Well, I got quiet a shock when I went into the OTE office to pay my phone bill. It was all high tech modern! I wish I had before and after photos.

Before this month the office hadn't changed since I arrived in 2,000. It still had three obsolete phone booths in the corner--the type where you tell the operator you want to make an international call, she then schedules it and rings you back when the connection is made. (Of course at my young age I had only read about such things.) Anyway the room also had a big counter with a payment booth at one end and a receptionist desk at the other. There were two desks in other corners and a manager's office in the back. Scattered elsewhere were a couple display cabinets, a table with brochures and various stacks of other boxes and debris.

Today there is a cluster of 3 open work stations, each with a plastic, flex-pipe for wiring and who-knows-what.

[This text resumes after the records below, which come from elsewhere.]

PR #734, opened 2024-01-08
Solution

Zonda001:


app/main.py
```diff
@@ -1 +1,11 @@
-# write your code here
+def copy_file(command: str) -> None:
+    command_split = command.split()
+    file_name_1 = command_split[1]
+    file_name_2 = command_split[2]
```
vsmutok, line 4: You must check if command has 3 argumenta before it.
Also check, that command start with cp

vsmutok (changes requested):

vsmutok (approved):
Well Done!

PR #742, opened 2024-01-11
Solution

kate-chern:


app/main.py
```diff
@@ -1 +1,6 @@
-# write your code here
+def copy_file(command: str) -> None:
+    cp, file_from, file_to = command.split(" ")
```

vasylhnatiuk (changes requested):

PR #743, opened 2024-01-11
Solution

maxbidun:


app/main.py
```diff
@@ -1 +1,6 @@
-# write your code here
+def copy_file(text: str) -> None:
+    if len(text.split()) == 3:
+        text = text.split()
+        if text[0] == "cp" and text[1] != text[2]:
+            with open(text[1], "r") as file_in, open(text[2], "w") as file_out:
```
vsmutok, line 5: it's better to unpack values into the variables, like: var, var, var = parts. Then use these variables instead of indexes, it will increase readability

vsmutok (changes requested):

PR #751, opened 2024-01-15
Solution

Acik33:


app/file.txt
```diff
@@ -0,0 +1,2 @@
+Hello Arsen
+Do your code work ?
```
vsmutok, line 2: remove app/file.txtle from PR

app/main.py
```diff
@@ -1 +1,8 @@
-# write your code here
+def copy_file(command: str) -> None:
+    files = command.split(" ")
```
```suggestion
    files = command.split()
```

app/main.py
```diff
@@ -1 +1,8 @@
...
+    old_file = files[1]
+    new_file = files[2]
+
+    if old_file != new_file:
```
vsmutok, line 6: you should check if command is exactly cp. Read checklist

vsmutok (changes requested):

PR #755, opened 2024-01-17
Solution

angelzagniy:


app/main.py
```diff
@@ -1 +1,12 @@
-# write your code here
+def copy_file(command: str) -> None:
+    file_names = command[3:].split()
```
vasylhnatiuk, line 2: what if command has less then 3 arguments? add check for this case

vasylhnatiuk (changes requested):

app/main.py
```diff
@@ -1,13 +1,11 @@
 def copy_file(command: str) -> None:
-    if len(command) > 3:
-        _, *file_names = command.split()
-        if (
-                command[0:2] == "cp"
-                and command.count(" ") == 2
-                and file_names[0] != file_names[1]
+    cp, source, destination = command.split()
```
vasylhnatiuk, line 2: add if len(command) >= 3: before it

vasylhnatiuk (changes requested):

vasylhnatiuk (approved):

PR #1077, opened 2024-07-22
Implemented solution

dimak20:


app/main.py
```diff
@@ -1 +1,10 @@
-# write your code here
+def copy_file(command: str) -> None:
+    garbage, copy_name, new_name = command.split()
+    if copy_name == new_name:
+        return
```

oliasymak24 (changes requested):

oliasymak24 (approved):
Good job!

In one back corner there are two modern, plastic booths for cashiers. Along three walls are mobile phone displays and other packaged accessories. Thats it: all open, airy and light. How depressing!

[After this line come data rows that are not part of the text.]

PR #1078, opened 2024-07-24
'Solution'

PVS1905:


app/main.py
```diff
@@ -1 +1,7 @@
-# write your code here
+def copy_file(command: str) -> None:
+    file1 = command.split()[1]
+    file2 = command.split()[2]
```
vsmutok, line 3: first you should check that the length of `command.split()` is not less than three

app/main.py
```diff
@@ -1 +1,7 @@
...
+
+    if not file1 == file2:
```
vsmutok, line 5: Also Make sure you check that the `cp` input command is correct.

vsmutok (changes requested):

app/main.py
PVS1905: використати try:
except ?

vsmutok (changes requested):
.

app/main.py
```diff
@@ -1 +1,16 @@
-# write your code here
+def copy_file(command: str) -> None:
+    args = command.split()
+    if len(args) < 3:
+        raise FileNotFoundError("No file name specified.")
+
+    file1 = command.split()[1]
+    file2 = command.split()[2]
```
EdAlekseiev, line 7: Don't use split a few times. You can use variable args here nad unpucking
```suggestion
    file1, file2 = args[1:]
```

app/main.py
EdAlekseiev: Still not fixed

EdAlekseiev (changes requested):

EdAlekseiev (approved):

PR #1079, opened 2024-07-25
Solution

yuliiayedynak:


app/main.py
```diff
@@ -1 +1,6 @@
-# write your code here
+def copy_file(command: str) -> None:
+    commands = command.split(" ")
```
EdAlekseiev, line 2: " " is default value for split
```suggestion
    commands = command.split()
```

app/main.py
```diff
@@ -1 +1,6 @@
...
+    if commands[1] != commands[2]:
```
EdAlekseiev, line 3: You should sheck that command contains 3 elements and first element is "cp"

EdAlekseiev (changes requested):

app/main.py
```diff
@@ -1 +1,10 @@
-# write your code here
+def copy_file(command: str) -> None:
+    commands = command.split()
```
Dimosphen1, line 2: You could use unpacking and utilizing variables instead of indexing as an alternative approach for better readability
```suggestion
    command_name, input_file, output_file, *_ = command.split()
```

Dimosphen1 (approved):
LGTM, well done! One comment is left for consideration

PR #1084, opened 2024-07-31
Solution

NazarSerdiuk1:


app/main.py
```diff
@@ -1 +1,11 @@
...
+    parts = command.split()
+
+    if len(parts) == 3 and parts[0] == "cp":
+        source_code, destination_code = parts[1], parts[2]
+
+        if source_code != destination_code:
+            with open(source_code) as f, open(destination_code, "wt") as m:
+                m.write(f.read())
+
+            return f"File {source_code} copied to {destination_code}"
```
Dimosphen1, line 11: There is no need to add this string a return, you could omit it

app/main.py
```diff
@@ -1 +1,11 @@
-# write your code here
+def copy_file(command: str) -> str:
+    parts = command.split()
+
+    if len(parts) == 3 and parts[0] == "cp":
+        source_code, destination_code = parts[1], parts[2]
+
+        if source_code != destination_code:
+            with open(source_code) as f, open(destination_code, "wt") as m:
```
Dimosphen1, line 8: Do not use single-letter variable names in the code

app/main.py
```diff
@@ -1 +1,11 @@
-# write your code here
+def copy_file(command: str) -> str:
+    parts = command.split()
+
+    if len(parts) == 3 and parts[0] == "cp":
+        source_code, destination_code = parts[1], parts[2]
+
+        if source_code != destination_code:
```
Dimosphen1, line 7: Try to avoid additional nesting of if conditions in the implementation

app/main.py
```diff
@@ -1 +1,11 @@
-# write your code here
+def copy_file(command: str) -> str:
+    parts = command.split()
```
Dimosphen1, line 2: You could use unpacking and avoid indexing to improve the readability
```suggestion
    command_name, source_file, destination_file, *_ = command.split()
```

app/main.py
```diff
@@ -1 +1,14 @@
-# write your code here
+def copy_file(command: str) -> str:
+    command_name, source_file, destination_file, *_ = command.split()
```
pavlopro, line 2: Split into variable and then check that length is exactly 3
after this you can make unpacking

pavlopro (changes requested):

pavlopro (approved):
Good Job!

PR #1086, opened 2024-08-01
Solution

bknyrik:


app/main.py
```diff
@@ -1 +1,5 @@
-# write your code here
+def copy_file(command: str) -> None:
+    source_file, new_file = command.split(" ")[1:]
```

vasylhnatiuk (changes requested):

vasylhnatiuk (changes requested):
If the command is wrong print the message for a user

app/main.py
```diff
@@ -1 +1,10 @@
-# write your code here
+def copy_file(command: str) -> None:
+    command_args = command.split(" ")
```
```suggestion
    command_args = command.split()
```

EdAlekseiev (changes requested):

vsmutok (approved):
Great!

PR #1087, opened 2024-08-02
Solution

dartomOOv:


app/apples.csv
```diff
@@ -0,0 +1,11 @@
...
+buy,10
+buy,13
+supply,17
+buy,10
+supply,5
+supply,80
+buy,39
+supply,56
+buy,32
+buy,11
```
oliasymak24, line 11: You don't need to add these test files

app/main.py
```diff
@@ -1 +1,12 @@
-# write your code here
+def copy_file(command: str) -> None:
+    files = command.split(" ")
```

app/main.py
```diff
@@ -1 +1,12 @@
...
+
+    if "cp" not in files and files.index("cp") != 0:
+        print("Incorrect command to copy file")
+        return
+
+    if files[1] == files[2]:
+        return None
```
oliasymak24, line 9: if a function does not have an explicit return statement, it returns None by default

oliasymak24, line 9: try not to use blank return here, make a backward condition

oliasymak24 (changes requested):

MNDonut (approved):

PR #1088, opened 2024-08-02
solution

HalynaRohatska:


app/main.py
```diff
@@ -1 +1,7 @@
-# write your code here
+def copy_file(command: str) -> None:
+    command_split = command.split(" ")
```

app/main.py
```diff
@@ -1 +1,7 @@
...
+    with (
```
oliasymak24, line 3: You seem to have forgotten to check for this condition:
It must do nothing if the user tries to copy the file to file with the same.

oliasymak24 (changes requested):

app/main.py
```diff
@@ -1 +1,9 @@
-# write your code here
+def copy_file(command: str) -> None:
+    command_split = command.split()
+    command_to_read, command_to_write = command_split
```
oliasymak24, line 3: You don't need to separate it between two lines, wi be better to use `command, old_file, new_file = command.split()`

oliasymak24: Don't forget that you also must have "cp" in your command

oliasymak24 (changes requested):

app/main.py
```diff
@@ -1 +1,11 @@
-# write your code here
+def copy_file(command: str) -> None:
+    is_cp, command_to_read, command_to_write = command.split()
```
Oleksl888, line 2: what if command split does not return exactly three elements?

app/main.py
```diff
@@ -1 +1,11 @@
...
+    if is_cp != "cp":
+        raise ValueError("The command must start with the command 'cp'")
```
Oleksl888, line 4: No need to raise here - simply combine it with other condition in one if statement and execute code if both are satisfied. If not satisfied - do nothing

app/main.py
```diff
@@ -1 +1,11 @@
...
+
+    if command_to_read != command_to_write:
+        with (
```
Oleksl888, line 7: Would be nice to wrap this in try-except to catch file-related errors

Oleksl888 (changes requested):

app/main.py
HalynaRohatska: but we have condition "Function take only one argument command, that is string with command cp, file name to copy and new file name, separated by spaces."

oliasymak24 (approved):

PR #1090, opened 2024-08-04
Resolve

ihorutkin:


app/file.txt
```diff
@@ -0,0 +1 @@
+Some text
```
oliasymak24, line 1: Yoy don't need to add these test files

app/main.py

Our beautiful island is losing its charm and quaintness, bit by bit. Of course when we first arrived we heard the same thing from those who had been here for five or more years before us. We had really liked the book by Fionnuala Brennan about the good old days. We now know Fionnuala and some of the characters from her book; they still love the new Paros.

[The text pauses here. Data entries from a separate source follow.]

PR #1091, opened 2024-08-04
Solution

Narberal90:


app/main.py
```diff
@@ -1 +1,9 @@
-# write your code here
+def copy_file(command: str) -> None:
+    if not command.startswith("cp "):
+        return
+    read_from, write_to = command[3:].split(" ")
+    if read_from == write_to:
+        return
```
oliasymak24, line 6: try not to use blank return here, make a backward condition

app/main.py
```diff
@@ -1 +1,9 @@
-# write your code here
+def copy_file(command: str) -> None:
+    if not command.startswith("cp "):
+        return
+    read_from, write_to = command[3:].split(" ")
```
oliasymak24, line 4: no need to use space inside split method, it uses space by default

oliasymak24 (changes requested):

app/main.py
```diff
@@ -1 +1,7 @@
-# write your code here
+def copy_file(command: str) -> None:
+    if command.startswith("cp "):
+        read_from, write_to = command[3:].split()
```
oliasymak24, line 3: Will be better to unpack it at the beginning of the function
command_cp, old_file, new_file = command.split()
to avoid usind slices and calling function startswith
then can just put `if command_cp == "cp" ` that's it

oliasymak24 (changes requested):

app/main.py
```diff
@@ -1 +1,6 @@
-# write your code here
+def copy_file(command: str) -> None:
+    command_cp, read_from, write_to = command.split()
```
Oleksl888, line 2: What if command split returns more then 3 or less then 3 elements?
Also source_file / destination file would be more appropriate names.

app/main.py
```diff
@@ -1 +1,6 @@
...
+
+    if command_cp == "cp" and read_from != write_to:
+        with open(read_from, "r") as file_in, open(write_to, "w") as file_out:
```
Oleksl888, line 5: It is a good practice to wrap working with file in try-except to catch file-related errors

Oleksl888 (changes requested):

app/main.py
```diff
@@ -1 +1,18 @@
-# write your code here
+def copy_file(command: str) -> None:
+    parts = command.split()
+    if len(parts) != 3 or parts[0] != "cp":
+        raise ValueError(
```
Oleksl888, line 4: In this exercise we recommend to keep code simple. Instead of raising exception here you can structure conditionals in a way that if conditions are met you continue with the rest of code, otherwise nothing will be executed and the program will exit. This will save you couple of lines of code and you may write less instructions

app/main.py
```diff
@@ -1 +1,18 @@
...
+            "Invalid command format. "
+            'Expected format: "cp <source_file> <destination_file>"')
+    source_file = parts[1]
```
Oleksl888, line 7: Use unpacking to get ` source_file and destination_file` - it would be more pythonic approach

app/main.py
```diff
@@ -1 +1,18 @@
...
+    destination_file = parts[2]
+
+    if source_file != destination_file:
+        try:
+            with (open(source_file, "r") as file_in,
+                  open(destination_file, "w") as file_out):
+                file_out.write(file_in.read())
+        except FileNotFoundError:
```
Oleksl888, line 15: FilenotFoundError is a sublcass for OSError, IOError is an alias for OSError - so you can simply use OSError here and it will cover all errors that might happen during file handling

Oleksl888 (changes requested):

app/main.py
oliasymak24: Did you change this comment?

app/main.py
oliasymak24: And this?

oliasymak24 (changes requested):

Oleksl888 (approved):
Well done! But check the last comment about unpacking - this is more elegant way then you did :wink:

PR #1092, opened 2024-08-04
first try

yashkunn:


app/main.py
```diff
@@ -1 +1,25 @@
-# write your code here
+import shutil
+
+
+def copy_file(command: str) -> None:
+    parts = command.split()
```
oliasymak24, line 5: you can unpack these variables in the easiest way, also use the more descriptive names

app/main.py
```diff
@@ -1 +1,25 @@
...
+
+    if len(parts) != 3 or parts[0] != "cp":
+        raise ValueError("Invalid command format")
+
+    source_file = parts[1]
+    destination_file = parts[2]
+
+    if source_file == destination_file:
+        return
```
oliasymak24, line 14: try not to use blank return here, make a backward condition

Also the telephone company modernization was put into perspective by the Michael Palin book that I just finished, Hemingway's Chair. Its story line centers around a British Post Office and its similar modernization. The idea being, I think, that customer service representatives no longer have the professionalism and respect that comes with their own desk. They are just cogs in a mechanical system. Next they will be replaced with touch screen computers that will answer all your questions--as long they can be answered by response A, B or C.